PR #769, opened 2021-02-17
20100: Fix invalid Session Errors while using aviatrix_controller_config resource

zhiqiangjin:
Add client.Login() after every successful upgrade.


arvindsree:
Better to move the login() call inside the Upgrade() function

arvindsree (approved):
------------------------
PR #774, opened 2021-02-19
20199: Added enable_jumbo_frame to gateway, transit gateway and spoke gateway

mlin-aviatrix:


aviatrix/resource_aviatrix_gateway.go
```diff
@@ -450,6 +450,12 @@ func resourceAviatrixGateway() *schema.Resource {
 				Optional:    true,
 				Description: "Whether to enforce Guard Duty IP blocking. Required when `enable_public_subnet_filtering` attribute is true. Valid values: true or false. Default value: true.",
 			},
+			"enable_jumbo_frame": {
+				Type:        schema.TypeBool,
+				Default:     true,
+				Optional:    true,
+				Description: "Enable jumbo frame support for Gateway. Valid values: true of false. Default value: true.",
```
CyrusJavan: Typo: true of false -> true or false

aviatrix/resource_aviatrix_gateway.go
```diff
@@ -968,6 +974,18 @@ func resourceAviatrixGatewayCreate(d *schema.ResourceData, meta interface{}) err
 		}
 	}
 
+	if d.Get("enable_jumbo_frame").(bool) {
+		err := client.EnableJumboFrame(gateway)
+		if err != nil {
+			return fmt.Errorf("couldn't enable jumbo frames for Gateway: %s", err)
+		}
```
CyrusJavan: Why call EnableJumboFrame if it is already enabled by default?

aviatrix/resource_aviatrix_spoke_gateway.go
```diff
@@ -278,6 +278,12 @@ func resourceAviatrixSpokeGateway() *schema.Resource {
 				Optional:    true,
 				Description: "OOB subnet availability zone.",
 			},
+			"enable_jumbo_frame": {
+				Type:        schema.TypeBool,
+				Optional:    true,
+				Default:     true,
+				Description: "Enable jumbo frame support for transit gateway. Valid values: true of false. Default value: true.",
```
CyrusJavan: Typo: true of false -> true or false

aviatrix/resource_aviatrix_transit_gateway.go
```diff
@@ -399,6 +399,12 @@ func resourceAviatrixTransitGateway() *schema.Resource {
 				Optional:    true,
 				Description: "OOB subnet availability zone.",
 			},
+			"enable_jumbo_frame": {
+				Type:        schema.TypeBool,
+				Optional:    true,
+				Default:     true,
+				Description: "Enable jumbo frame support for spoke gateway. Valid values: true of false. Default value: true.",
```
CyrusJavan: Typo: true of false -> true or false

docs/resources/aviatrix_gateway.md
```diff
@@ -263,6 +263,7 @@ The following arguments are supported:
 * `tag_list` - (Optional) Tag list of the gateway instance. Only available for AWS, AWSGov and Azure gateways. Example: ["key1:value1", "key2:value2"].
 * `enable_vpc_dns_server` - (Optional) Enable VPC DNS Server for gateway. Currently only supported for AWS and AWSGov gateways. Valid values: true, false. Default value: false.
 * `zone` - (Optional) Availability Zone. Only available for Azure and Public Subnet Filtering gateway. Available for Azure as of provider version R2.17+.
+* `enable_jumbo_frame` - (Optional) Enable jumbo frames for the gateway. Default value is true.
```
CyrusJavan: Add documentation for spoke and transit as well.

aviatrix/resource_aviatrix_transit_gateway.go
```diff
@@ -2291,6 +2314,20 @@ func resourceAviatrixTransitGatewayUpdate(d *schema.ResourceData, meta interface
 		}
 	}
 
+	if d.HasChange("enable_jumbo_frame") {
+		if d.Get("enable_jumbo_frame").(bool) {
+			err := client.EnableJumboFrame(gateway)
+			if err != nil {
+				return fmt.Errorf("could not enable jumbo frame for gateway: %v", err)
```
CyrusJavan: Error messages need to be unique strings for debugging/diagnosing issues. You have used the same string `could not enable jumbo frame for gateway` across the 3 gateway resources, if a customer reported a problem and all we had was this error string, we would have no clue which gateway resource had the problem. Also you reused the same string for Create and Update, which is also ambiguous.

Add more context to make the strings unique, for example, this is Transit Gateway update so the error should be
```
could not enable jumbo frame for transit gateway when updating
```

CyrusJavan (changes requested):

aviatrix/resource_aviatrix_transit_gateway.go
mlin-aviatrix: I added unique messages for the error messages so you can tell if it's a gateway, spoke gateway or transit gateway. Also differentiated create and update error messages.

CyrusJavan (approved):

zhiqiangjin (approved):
------------------------
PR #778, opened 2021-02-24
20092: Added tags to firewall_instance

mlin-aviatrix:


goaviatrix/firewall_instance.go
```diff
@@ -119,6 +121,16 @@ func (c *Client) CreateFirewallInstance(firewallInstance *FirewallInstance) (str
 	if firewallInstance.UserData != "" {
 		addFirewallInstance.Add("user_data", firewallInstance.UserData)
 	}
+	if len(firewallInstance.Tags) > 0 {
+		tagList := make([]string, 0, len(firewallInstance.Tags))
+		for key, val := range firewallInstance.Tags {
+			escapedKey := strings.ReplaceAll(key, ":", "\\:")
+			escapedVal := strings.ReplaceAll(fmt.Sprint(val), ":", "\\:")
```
------------------------
**Exercise objective:** Across all the records above, find each line with "meta" in it and copy it.

**Written solution:**
@@ -968,6 +974,18 @@ func resourceAviatrixGatewayCreate(d *schema.ResourceData, meta interface{}) err
@@ -2291,6 +2314,20 @@ func resourceAviatrixTransitGatewayUpdate(d *schema.ResourceData, meta interface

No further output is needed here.